*Task to carry out:*
Every line below that holds "merged" must be copied.

*Supplied material:*
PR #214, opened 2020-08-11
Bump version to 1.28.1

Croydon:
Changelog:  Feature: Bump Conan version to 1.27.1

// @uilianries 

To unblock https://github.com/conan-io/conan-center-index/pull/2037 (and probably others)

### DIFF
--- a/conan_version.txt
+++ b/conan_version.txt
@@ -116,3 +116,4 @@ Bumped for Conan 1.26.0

* * *

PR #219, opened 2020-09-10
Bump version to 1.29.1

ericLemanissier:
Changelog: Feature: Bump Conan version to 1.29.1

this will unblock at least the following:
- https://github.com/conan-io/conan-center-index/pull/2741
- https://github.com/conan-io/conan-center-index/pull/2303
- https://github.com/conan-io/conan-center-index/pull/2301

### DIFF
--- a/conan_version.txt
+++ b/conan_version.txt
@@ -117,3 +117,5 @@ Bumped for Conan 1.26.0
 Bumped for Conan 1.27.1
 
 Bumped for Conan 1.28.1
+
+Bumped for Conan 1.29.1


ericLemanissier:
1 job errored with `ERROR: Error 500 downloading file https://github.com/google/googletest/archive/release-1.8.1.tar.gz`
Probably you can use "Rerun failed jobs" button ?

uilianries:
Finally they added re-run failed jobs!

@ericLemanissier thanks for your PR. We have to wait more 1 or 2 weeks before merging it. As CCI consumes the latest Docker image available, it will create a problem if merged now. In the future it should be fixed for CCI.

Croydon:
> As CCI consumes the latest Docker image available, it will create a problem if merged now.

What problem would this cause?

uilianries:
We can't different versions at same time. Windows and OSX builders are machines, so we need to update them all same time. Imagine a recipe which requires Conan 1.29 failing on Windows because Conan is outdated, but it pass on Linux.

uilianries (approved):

*Solution for this exercise:*
@ericLemanissier thanks for your PR. We have to wait more 1 or 2 weeks before merging it. As CCI consumes the latest Docker image available, it will create a problem if merged now. In the future it should be fixed for CCI.
> As CCI consumes the latest Docker image available, it will create a problem if merged now.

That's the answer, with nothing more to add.